— Task to carry out —
Look through the listing below and say how many lines contain the word "NaturalIdTest". Nothing else belongs in the reply.
---------- Data supplied ----------
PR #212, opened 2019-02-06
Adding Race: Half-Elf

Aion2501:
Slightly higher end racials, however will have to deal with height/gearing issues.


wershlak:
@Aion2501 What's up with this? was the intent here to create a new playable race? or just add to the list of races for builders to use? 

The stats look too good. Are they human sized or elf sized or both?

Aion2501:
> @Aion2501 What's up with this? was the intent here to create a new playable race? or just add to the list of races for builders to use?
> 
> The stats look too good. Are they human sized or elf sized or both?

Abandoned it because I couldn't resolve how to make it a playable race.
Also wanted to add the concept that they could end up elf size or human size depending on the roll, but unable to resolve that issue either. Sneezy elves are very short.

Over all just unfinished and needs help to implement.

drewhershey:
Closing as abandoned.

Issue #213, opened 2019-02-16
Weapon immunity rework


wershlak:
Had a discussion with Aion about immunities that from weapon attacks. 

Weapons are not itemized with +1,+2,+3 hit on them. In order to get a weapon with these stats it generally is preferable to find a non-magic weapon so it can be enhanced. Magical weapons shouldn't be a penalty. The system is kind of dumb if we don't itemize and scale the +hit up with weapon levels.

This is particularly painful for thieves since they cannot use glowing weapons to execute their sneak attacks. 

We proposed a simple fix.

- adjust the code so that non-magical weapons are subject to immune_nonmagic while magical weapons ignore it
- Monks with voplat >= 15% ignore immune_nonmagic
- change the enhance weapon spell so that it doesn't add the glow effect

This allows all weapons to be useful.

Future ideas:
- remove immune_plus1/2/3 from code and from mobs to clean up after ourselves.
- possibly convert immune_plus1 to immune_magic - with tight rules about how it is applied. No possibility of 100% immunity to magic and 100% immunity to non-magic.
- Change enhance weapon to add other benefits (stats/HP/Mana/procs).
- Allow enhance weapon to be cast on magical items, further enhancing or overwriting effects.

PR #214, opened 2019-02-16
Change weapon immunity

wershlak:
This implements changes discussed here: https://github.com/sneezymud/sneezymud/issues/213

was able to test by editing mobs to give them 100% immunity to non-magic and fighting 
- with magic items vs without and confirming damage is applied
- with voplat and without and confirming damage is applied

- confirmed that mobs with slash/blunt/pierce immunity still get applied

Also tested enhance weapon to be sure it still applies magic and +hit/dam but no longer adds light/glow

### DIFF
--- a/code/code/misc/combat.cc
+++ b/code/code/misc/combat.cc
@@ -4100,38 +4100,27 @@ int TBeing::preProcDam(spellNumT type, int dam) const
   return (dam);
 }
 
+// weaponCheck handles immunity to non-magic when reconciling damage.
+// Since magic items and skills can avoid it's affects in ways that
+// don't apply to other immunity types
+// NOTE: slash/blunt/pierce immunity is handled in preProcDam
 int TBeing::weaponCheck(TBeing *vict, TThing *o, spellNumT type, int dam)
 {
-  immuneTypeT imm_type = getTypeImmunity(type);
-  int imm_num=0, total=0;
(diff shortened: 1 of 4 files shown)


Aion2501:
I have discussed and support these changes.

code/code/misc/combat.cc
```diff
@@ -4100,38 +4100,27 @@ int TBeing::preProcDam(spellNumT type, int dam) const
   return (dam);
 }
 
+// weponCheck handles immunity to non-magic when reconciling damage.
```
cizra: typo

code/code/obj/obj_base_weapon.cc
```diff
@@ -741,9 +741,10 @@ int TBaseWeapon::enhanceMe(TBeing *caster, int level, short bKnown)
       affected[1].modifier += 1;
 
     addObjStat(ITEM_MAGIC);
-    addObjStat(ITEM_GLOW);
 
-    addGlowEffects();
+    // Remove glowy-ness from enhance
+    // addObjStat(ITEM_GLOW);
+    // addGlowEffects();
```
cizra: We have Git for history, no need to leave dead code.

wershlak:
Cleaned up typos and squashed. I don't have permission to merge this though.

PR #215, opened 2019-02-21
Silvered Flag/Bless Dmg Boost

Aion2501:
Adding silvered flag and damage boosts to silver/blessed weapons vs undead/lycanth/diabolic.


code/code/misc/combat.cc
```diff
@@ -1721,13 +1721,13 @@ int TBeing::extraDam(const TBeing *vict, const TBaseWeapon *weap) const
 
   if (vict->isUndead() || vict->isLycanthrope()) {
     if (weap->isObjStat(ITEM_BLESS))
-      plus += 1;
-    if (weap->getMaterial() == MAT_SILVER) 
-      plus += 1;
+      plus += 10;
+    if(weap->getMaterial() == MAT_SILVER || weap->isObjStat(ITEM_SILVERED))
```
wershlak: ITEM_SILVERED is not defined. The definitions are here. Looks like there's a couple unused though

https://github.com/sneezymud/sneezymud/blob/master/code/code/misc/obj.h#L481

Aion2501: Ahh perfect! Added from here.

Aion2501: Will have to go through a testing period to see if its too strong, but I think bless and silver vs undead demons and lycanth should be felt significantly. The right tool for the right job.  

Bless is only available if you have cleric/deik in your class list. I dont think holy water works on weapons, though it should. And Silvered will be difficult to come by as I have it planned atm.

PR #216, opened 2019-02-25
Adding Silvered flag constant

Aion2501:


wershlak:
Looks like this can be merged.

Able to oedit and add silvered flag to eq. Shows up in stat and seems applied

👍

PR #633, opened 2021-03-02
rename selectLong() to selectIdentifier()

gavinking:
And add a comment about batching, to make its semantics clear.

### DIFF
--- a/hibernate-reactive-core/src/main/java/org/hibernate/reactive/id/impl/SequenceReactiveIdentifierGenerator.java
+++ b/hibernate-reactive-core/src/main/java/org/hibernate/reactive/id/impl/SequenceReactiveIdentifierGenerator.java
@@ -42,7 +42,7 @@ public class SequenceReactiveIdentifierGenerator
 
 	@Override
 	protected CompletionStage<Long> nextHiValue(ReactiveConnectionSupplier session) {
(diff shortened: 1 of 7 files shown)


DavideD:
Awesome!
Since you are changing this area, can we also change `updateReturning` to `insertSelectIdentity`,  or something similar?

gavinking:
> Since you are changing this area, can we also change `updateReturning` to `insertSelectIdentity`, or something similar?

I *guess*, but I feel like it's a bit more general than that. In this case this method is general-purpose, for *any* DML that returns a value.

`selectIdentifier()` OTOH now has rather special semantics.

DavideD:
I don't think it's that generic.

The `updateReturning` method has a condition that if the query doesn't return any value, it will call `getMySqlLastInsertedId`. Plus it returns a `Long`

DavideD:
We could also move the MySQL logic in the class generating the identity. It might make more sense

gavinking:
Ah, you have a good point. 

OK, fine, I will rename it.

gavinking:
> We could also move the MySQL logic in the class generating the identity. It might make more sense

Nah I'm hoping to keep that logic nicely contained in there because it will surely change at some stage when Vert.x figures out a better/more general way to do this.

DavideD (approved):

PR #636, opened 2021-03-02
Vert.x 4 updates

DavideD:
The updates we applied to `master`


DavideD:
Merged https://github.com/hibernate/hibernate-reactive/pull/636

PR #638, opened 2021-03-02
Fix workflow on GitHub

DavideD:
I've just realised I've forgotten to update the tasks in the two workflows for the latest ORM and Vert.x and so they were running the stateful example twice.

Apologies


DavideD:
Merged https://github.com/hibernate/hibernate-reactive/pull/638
----------
---------- Data supplied ----------
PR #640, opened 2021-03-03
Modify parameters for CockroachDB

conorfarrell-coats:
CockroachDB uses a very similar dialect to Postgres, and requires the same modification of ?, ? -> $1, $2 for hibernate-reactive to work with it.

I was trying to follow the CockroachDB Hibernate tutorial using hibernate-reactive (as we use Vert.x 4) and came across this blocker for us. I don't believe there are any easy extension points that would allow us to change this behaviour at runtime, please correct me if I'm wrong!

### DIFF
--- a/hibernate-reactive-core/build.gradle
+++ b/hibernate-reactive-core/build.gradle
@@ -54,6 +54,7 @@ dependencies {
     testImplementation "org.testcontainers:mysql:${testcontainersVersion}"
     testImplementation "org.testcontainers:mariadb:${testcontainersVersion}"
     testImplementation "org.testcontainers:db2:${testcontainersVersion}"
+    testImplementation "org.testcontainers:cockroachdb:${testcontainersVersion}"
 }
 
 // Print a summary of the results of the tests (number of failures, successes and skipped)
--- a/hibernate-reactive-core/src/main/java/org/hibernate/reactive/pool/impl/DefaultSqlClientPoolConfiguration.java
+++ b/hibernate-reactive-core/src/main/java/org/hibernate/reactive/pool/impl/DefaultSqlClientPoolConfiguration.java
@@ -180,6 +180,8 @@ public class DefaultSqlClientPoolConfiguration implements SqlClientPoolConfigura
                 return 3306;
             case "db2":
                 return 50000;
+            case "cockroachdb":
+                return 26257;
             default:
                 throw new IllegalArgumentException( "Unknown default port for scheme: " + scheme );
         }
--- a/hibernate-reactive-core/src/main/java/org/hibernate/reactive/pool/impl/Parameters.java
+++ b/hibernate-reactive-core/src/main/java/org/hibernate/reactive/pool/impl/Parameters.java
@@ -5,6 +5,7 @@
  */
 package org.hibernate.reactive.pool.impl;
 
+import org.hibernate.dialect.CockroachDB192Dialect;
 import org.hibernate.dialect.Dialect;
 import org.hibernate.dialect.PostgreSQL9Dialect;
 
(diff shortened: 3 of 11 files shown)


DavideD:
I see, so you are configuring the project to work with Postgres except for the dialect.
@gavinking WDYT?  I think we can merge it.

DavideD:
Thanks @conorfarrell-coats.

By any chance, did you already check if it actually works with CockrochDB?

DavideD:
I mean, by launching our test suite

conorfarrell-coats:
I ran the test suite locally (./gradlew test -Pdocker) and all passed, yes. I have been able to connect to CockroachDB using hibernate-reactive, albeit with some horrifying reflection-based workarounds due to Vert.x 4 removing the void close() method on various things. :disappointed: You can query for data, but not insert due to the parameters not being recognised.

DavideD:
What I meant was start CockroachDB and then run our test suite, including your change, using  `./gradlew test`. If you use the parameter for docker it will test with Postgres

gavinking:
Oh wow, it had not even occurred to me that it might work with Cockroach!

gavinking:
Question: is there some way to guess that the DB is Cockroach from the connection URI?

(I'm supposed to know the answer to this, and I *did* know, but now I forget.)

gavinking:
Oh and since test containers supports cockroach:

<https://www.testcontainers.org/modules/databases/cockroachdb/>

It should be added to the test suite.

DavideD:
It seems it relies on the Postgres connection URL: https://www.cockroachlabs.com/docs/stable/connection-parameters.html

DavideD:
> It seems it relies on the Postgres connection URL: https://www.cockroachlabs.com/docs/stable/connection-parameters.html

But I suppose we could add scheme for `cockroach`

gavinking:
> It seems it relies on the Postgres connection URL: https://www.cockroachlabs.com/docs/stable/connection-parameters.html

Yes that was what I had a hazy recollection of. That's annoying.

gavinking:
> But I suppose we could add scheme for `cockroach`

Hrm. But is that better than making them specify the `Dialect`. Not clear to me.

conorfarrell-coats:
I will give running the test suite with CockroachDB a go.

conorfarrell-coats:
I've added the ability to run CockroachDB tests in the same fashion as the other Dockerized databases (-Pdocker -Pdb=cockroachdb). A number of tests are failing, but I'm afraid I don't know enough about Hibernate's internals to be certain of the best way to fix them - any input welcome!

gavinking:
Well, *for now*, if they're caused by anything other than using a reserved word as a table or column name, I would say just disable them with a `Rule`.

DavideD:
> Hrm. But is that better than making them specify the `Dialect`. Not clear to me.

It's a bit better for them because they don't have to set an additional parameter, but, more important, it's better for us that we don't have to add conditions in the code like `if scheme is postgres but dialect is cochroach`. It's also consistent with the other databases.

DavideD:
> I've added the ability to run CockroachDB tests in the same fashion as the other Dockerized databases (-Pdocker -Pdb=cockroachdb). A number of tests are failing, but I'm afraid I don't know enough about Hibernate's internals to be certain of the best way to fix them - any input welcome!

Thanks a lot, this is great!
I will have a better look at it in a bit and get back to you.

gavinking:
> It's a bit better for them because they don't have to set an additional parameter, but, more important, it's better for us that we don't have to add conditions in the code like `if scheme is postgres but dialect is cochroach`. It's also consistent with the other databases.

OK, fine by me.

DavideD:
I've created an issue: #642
----------
---------- Data supplied ----------
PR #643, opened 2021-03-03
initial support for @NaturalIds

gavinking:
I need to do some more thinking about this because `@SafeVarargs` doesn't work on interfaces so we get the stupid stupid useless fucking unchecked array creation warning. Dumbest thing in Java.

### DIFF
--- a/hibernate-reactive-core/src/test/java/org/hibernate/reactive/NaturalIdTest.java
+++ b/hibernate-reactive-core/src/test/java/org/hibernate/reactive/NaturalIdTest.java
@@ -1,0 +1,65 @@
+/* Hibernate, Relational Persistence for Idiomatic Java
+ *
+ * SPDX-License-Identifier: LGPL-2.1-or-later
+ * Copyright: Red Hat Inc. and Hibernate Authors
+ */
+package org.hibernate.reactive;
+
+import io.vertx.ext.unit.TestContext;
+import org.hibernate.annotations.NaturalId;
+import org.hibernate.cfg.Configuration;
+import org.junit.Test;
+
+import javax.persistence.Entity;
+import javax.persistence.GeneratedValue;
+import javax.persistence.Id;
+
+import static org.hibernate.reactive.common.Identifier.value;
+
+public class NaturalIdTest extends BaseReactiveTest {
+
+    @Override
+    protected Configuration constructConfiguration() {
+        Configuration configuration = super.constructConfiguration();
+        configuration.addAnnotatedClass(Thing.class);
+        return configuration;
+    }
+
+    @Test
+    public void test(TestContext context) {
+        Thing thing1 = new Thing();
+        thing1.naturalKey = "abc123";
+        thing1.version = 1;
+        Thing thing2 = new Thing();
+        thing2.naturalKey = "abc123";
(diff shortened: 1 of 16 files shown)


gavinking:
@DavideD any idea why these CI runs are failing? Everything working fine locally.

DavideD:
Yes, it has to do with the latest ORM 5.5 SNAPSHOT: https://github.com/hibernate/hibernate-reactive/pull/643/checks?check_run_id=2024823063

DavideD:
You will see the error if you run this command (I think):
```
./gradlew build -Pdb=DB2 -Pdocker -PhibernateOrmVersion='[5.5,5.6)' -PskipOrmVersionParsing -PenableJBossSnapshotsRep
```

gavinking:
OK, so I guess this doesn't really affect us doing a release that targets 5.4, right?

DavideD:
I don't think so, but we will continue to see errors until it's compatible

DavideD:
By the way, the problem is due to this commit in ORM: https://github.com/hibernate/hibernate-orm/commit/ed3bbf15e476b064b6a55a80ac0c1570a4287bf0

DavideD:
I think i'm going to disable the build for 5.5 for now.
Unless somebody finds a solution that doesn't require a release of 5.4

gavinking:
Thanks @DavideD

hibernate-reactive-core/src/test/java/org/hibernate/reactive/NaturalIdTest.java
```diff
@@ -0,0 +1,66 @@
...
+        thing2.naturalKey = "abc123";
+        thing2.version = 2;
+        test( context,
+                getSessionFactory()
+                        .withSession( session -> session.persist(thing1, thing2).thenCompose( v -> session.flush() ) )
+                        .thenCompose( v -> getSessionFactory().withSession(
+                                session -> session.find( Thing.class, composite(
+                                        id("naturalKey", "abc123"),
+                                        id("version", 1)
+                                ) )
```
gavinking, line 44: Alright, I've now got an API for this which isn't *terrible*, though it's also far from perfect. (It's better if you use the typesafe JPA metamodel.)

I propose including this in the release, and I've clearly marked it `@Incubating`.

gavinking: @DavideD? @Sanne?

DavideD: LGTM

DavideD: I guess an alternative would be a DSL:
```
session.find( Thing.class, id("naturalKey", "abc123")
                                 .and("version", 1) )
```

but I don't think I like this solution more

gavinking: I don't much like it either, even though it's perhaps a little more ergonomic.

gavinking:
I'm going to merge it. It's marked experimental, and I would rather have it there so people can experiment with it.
----------
— Exercise output —
4